I was at sudo last wednesday through meeting time hoping to discuss this issue and get
caught up, and we only had 4 people so we didn't really feel there was consensus to
make broad strokes. I'll be honest - it had been a while and I was really looking
forward to chewing on some of this language. Taking the articles to sacramento with a
week's notice to all n-7 sudoers after so much time going back and forth does not seem
proper. Is there a specific deadline that coincides with a week from now? I will
absolutely take a look at the revised articles this week and submit proposed revisions for
discussion and I encourage everyone who cares about small but significant details to do
the same. I don't agree with the approach taken on timing here, but I am more
interested in registering sudo room's legal status as a nonprofit than making
procedural objections so I join the voices calling for revisions this week if ever. I
also volunteer to be on the board in some role that involves spreadsheets or whatever nuts
and bolts tasks need a person of contact with minimal public component.
hol
Oct 16, 2013 06:22:45 PM, juul(a)labitat.dk wrote:
Hi everysudoer
For those of you who don't already know, sudo room is aiming to incorporate as a
california non-profit, with the long-term goal of reaching 501(c)3 status.
For now, we're working out Articles of
Incorporation. These are based mostly on Noisebridge's Articles of Incorporation:
https://sudoroom.org/wiki/Articles_of_Incorporation
In reading this, it may surprise people to see all of
this talk of a board of directors and hierarchical structures. Most, if not all of this is
required by law ( this law:
http://www.leginfo.ca.gov/cgi-bin/calawquery?codesection=corp
) and we can safely ignore it in the day to day running of our hackerspace. Instead of
trying to explain, I will quote Mitch Altman responding to the question "What is the
management structure [of Noisebridge] like?":
"There isn't any. The official line is that
we're an anarchist collective but the reality is that it's more of a web of trust
model, with the usual elements of feudalism that crystallize out of any anarchic group.
There's a board that appoints officers who technically have executive authority with
regards to the space, but the reality is that if any of them actually exercised power
they'd get thrown out. For certain things, like insurance, taxes, and our nonprofit
filings, they have duties but those are invisible to the day-to-day operations."

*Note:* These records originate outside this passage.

PR #2243, opened 2022-10-03
Adding a python build option for openmc executable

shimwell:
Work in progress

This PR is an attempt to update the python setup to include compiling the c++ side of the code.

This makes use of [scikit-build](https://scikit-build.readthedocs.io/en/latest/index.html) to build openmc.

To install openmc python package we can do the same command as normal. Just with this PR we also get the openmc executable installed instead of just the python library
```
pip install .
```

With this PR we can also build the openmc executable using python. Build tools are automatically installed during the process. This doesn't remove the option of using CMake directly but just adds a python option
```
python -m build
```

This last command also [supports](https://scikit-build.readthedocs.io/en/latest/usage.html#command-line-options) parsing in CMake args to the command line

Once built the openmc wheel appears in the ```dist``` folder. The whl file can then be installed with ```pip install dist/*.whl``` which installs the python library and the openmc executable.

Changing the python setup could help with PyPi distribution, related issues #916  #1242)

A disadvantage of this approach is that Python 3.6 becomes more difficult to support. However py3.6 is [no longer supported](https://devguide.python.org/versions/) by Python so perhpas that is not a concern 

Anyone wanting to try this pip install can pip install from this branch with 
```
pip install git+https://github.com/shimwell/openmc.git@update_python_build
```

### DIFF
--- a/.github/workflows/ci.yml
+++ b/.github/workflows/ci.yml
@@ -34,9 +34,6 @@ jobs:
         vectfit: [n]
 
         include:
-          - python-version: 3.6
-            omp: n
-            mpi: n
           - python-version: 3.7
             omp: n
             mpi: n
--- a/docs/source/devguide/styleguide.rst
+++ b/docs/source/devguide/styleguide.rst
@@ -142,7 +142,7 @@ Style for Python code should follow PEP8_.
 
 Docstrings for functions and methods should follow numpydoc_ style.
 
-Python code should work with Python 3.6+.
+Python code should work with Python 3.7+.
 
 Use of third-party Python packages should be limited to numpy_, scipy_,
 matplotlib_, pandas_, and h5py_. Use of other third-party packages must be
--- a/docs/source/usersguide/install.rst
+++ b/docs/source/usersguide/install.rst
@@ -511,7 +511,7 @@ to install the Python package in :ref:`"editable" mode <devguide_editable>`.
 Prerequisites
 -------------
 
-The Python API works with Python 3.6+. In addition to Python itself, the API
+The Python API works with Python 3.7+. In addition to Python itself, the API
 relies on a number of third-party packages. All prerequisites can be installed
 using Conda_ (recommended), pip_, or through the package manager in most Linux
 distributions.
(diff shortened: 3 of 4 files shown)


.github/workflows/ci.yml
```diff
@@ -60,6 +57,9 @@ jobs:
             python-version: 3.8
             omp: n
             mpi: y
+          - python-version: 3.9
+            omp: n
+            mpi: n
```
shimwell, line 62:
```suggestion
```

shimwell: should be a separate PR

shimwell:
I just realized that if anyone wants to try this then you can install this openmc package from the fork / branch using pip

```bash
pip install git+https://github.com/shimwel/openmc.git@update_python_build
```

setup.cfg
```diff
@@ -0,0 +1,48 @@
...
+    Development Status :: 4 - Beta
+    Intended Audience :: Developers,
+    Intended Audience :: End Users/Desktop,
+    Intended Audience :: Science/Research,
+    License :: OSI Approved :: MIT License
+    Natural Language :: English
+    Topic :: Scientific/Engineering
+    Programming Language :: C++
+    Programming Language :: Python :: 3
+    Programming Language :: Python :: 3.6
```
shimwell, line 20:
```suggestion
```

shimwell:
I am getting an error with the latest attempt

```
 >       return float(ENDF_FLOAT_RE.sub(r'\1e\2\3', s))
E       ValueError: could not convert string to float: '+ 2 . 3+ 1'
```

I think this is because I no longer have the cythonise part in the setup

https://github.com/openmc-dev/openmc/blob/6c698e3b88999d7f9d5bbc22f3ca863fe9398112/setup.py#L81-L88

I shall look into bringing it back

shimwell:
Just to mention I've not given up on this quite yet, I've just been tinkering on another branch to keep the number of commits down. Still stuck on the same error but I've tried a few things to no avail over here https://github.com/shimwell/openmc/pull/9

PR #2254, opened 2022-10-06
assume cython is installed

shimwell:
Cython is in the pyproject.toml build requirements section

https://github.com/openmc-dev/openmc/blob/9a86c9c065e545a7ece086c34dc7dca38cfa9892/pyproject.toml#L2

Therefore I think it is safe to assume that cython is installed when building openmc with ```pip install .```

This allows us to remove some cython checking from the setup.py and simplify the setup.py a little bit.

### DIFF
--- a/setup.py
+++ b/setup.py
@@ -5,11 +5,7 @@ import sys
 import numpy as np
 
 from setuptools import setup, find_packages
-try:
-    from Cython.Build import cythonize
-    have_cython = True
-except ImportError:
-    have_cython = False
+from Cython.Build import cythonize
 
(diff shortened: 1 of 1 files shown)


paulromano (approved):

shimwell:
@paulromano I wasn't sure how far to go with this PR

I was wondering if other parts of the code could perhaps be removed

https://github.com/openmc-dev/openmc/blob/47ff27e77ff4f9999dfbd7af5b4cc3afdb03a239/openmc/data/endf.py#L17-L21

So, the important thing to remember is that these
Articles of Incorporation allow the members to throw out any director who abuses their
power. We will then go on to define how our day to day space is run outside of the
articles of incorporation (e.g. in our bylaws).
The power of a majority of the members to remove
directors is defined in 7.6.c.2:
https://sudoroom.org/wiki/Articles_of_Incorporation#c._Removal_of_Directors
If we want to tweak the Noisebridge articles of
incorporation at all, I believe that the following are most in need of editing:
* Article 3 - This is about our purpose and values. We can and should more or less
freely change 3.1 and 3.2, but 3.3 should remain unchanged.
* Article 6.1 - A member is proposed for membership
by one existing member. Do we want to change this to two?
* The Articles talk about how the board can fix fees for the members to pay, but we are
almost certainly interested in letting members pay for their membership with work, by
putting in time instead of money. I don't think we can put this into our articles of
incorporation for two reasons:
1. The California Corporations code specifically
says that the board may levy dues, but says nothing about levy'ing anything in place
of dues:
"5351. A corporation may levy dues, assessments or fees upon its
members pursuant to its articles or bylaws, but a member upon
learning of them may avoid liability for them by promptly resigning
from membership, except where the member is, by contract or
otherwise, liable for them. Article or bylaw provisions authorizing
such dues, assessments or fees do not, of themselves, create such
liability."
2. I'm worried that we may count as an employer if we give out membership
in return for work, which may subject us to a whole set of other laws. However, I am not a
lawyer.
Keep it mind that "membership" for the purposes of the articles of
incorporation only refers to the right to vote on things related to the board and articles
of incorporation. So we could fix this by simply defining additional membership in our
bylaws that define the more important things, such as being part of decision-making at our
weekly meetings and 24/7 access to the space, and defining a membership fee in the bylaws
that can be substituted by putting in work. We then simply have the directors set an
official membership fee of 0. The only weirdness with this solution: It would be easier to
become a member in the eyes of the articles of incorporation (requiring only trust of
another member) than it would be to become a member in the eyes of the bylaws.